On the event rate and luminosity function of superluminous supernovae

TL;DR

This paper estimates the rate and luminosity function of hydrogen-poor superluminous supernovae, finding the rate to be about 40 per year per cubic gigaparsec at redshift 0.89, and shows a better fit with a power-law luminosity function.

Contribution

It compares two luminosity function models and determines that a power-law form better describes the data, providing an updated superluminous supernovae rate estimate.

Findings

Power-law luminosity function fits data better than log-normal.

Superluminous supernovae rate is about 40 yr^{-1} Gpc^{-3} at z=0.89.

Rate proportional to cosmic star formation rate with no additional redshift evolution.

Abstract

We calculate the rate per unit volume of hydrogen-poor superluminous supernovae (SLSNe-I) based on the 17 events discovered with the Pan-STARRS1 Medium Deep Survey (PS1 MDS).
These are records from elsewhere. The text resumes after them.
PR #913, opened 2026-09-08
Expose reserved-thread lookup

supervacuus:
What the title says :-)

We need to identify reserved threads downstream, and I can imagine that other users might need this too.

I also made a race for the reserved thread index more explicit (unrelated to my proposal and existed without exposing lookup as a public interface):

The Mach exception monitor installs the exception ports and creates the handler thread _before_ it calls `ksmc_addReservedThread()`, meaning we could see a concurrent read from the handler thread. Since I assume there are no other concurrent writers, I thought a non-CAS publish would be enough. 

Of course, this does not enforce order, but I think that is sufficient for most cases. But please let me know if you'd prefer a more complex synchronization. I tried to keep it minimal and also extended the inline function docs to explain assumptions (and preferred client behavior).


naftaly (approved):
Looks good, thank you. 

One thing you could change it the summary. The code doesn't actually fix the race, it just makes it much more well defined by using atomics. That's ok however since this makes the issue benign.

PR #748, opened 2020-06-13
Parallelizes creation of labeled videos

smu160:
Hi,

Thank you for making DeepLabCut available. I was processing large batches of videos, and I was curious to see if it would be possible to parallelize this functionality. I used python's multiprocessing package to get a working solution. I've been able to process large batches of videos significantly faster (from running overnight to running in several minutes). Running `create_labeled_videos()` on a single video at a time still works as it did prior to this change.

- Parallelizes create_labeled_videos() using multiprocessing, i.e.,
  each video in a given directory of videos is processed using a
  separate process.

- Tiny formatting changes in accordance with pylint suggestions

- Removed superfluous docstring arg in create_labeled_videos()

All changes and tests were run on a machine running:
OS: Ubuntu 20.04 LTS; kernel version: 5.4.0-37-generic

I ran `testscript.py` after applying these changes, and the test was successful (run-time: 1:20 minutes). 

Thank you!

### DIFF
--- a/deeplabcut/utils/make_labeled_video.py
+++ b/deeplabcut/utils/make_labeled_video.py
@@ -19,6 +19,8 @@ import os
 ####################################################
 import os.path
 from pathlib import Path
+from functools import partial
+from multiprocessing import Pool
 
 import matplotlib.colors as mcolors
 import matplotlib.pyplot as plt
@@ -68,7 +70,7 @@ def CreateVideo(
     displaycropped,
     color_by,
 ):
-    """ Creating individual frames with labeled body parts and making a video"""
+    """Creating individual frames with labeled body parts and making a video"""
     bpts = Dataframe.columns.get_level_values("bodyparts")
     all_bpts = bpts.values[::3]
     if draw_skeleton:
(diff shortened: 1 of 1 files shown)


jeylau:
Hi @smu160! Thank you for the contribution, that's a great addition 😃! It looks good to me, but could you run `black` instead of `pylint` on these files?

smu160:
Hi @jeylau! All done. Thank you!

jeylau (approved):

jeylau:
Looks great to me!

AlexEMG:
Finally speed testing this today! Sorry for the delay

smu160:
@AlexEMG No worries! I actually found an edge case that I didn't account for in my original implementation. Namely, the processes would just process a single video, and then complete. This is a problem in the case that the # of videos to process exceeds the # of cpus on a particular machine (e.g., 24 core machine with 40 videos to process would leave 16 videos unprocessed when running `create_labeled_video()`). 

I also cleaned up the implementation a bit using the multiprocessing Pool API. It gets rid of all the producer/consumer details, and a bunch of other headaches that can occur from the previous implementation. 

I'll push that up so you can review it.

AlexEMG:
Ok, yes that is a good catch!

AlexEMG:
Ok, tested it & find with my 6 CPU machine about fourfold speed improvements! Works great, thanks!

AlexEMG (approved):

PR #751, opened 2020-06-15
doc upgrades

MMathisLab:


AlexEMG:
Looking ok, this includes https://github.com/DeepLabCut/DeepLabCut/pull/736 which should be merged first (otherwise docs deviate)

Two forms of the luminosity function (LF) are assumed : a log-normal form and a single power-law form, respectively. The rate of SLSNe-I is assumed to be proportional to the cosmic star formation rate with an additional redshift evolution of $(1+z)^{\alpha}$. Our results show that the single power-low form fits the data better than the log-normal form, and the event rate of SLSNe-I is proportional to the cosmic star formation rate directly (with $\alpha=0$). We measure the SLSNe-I rate to be about $40 ~\rm{yr^{-1}Gpc^{-3} }$ at a weighted mean redshift of $\overline z=0.89$, which is consistent with previous works.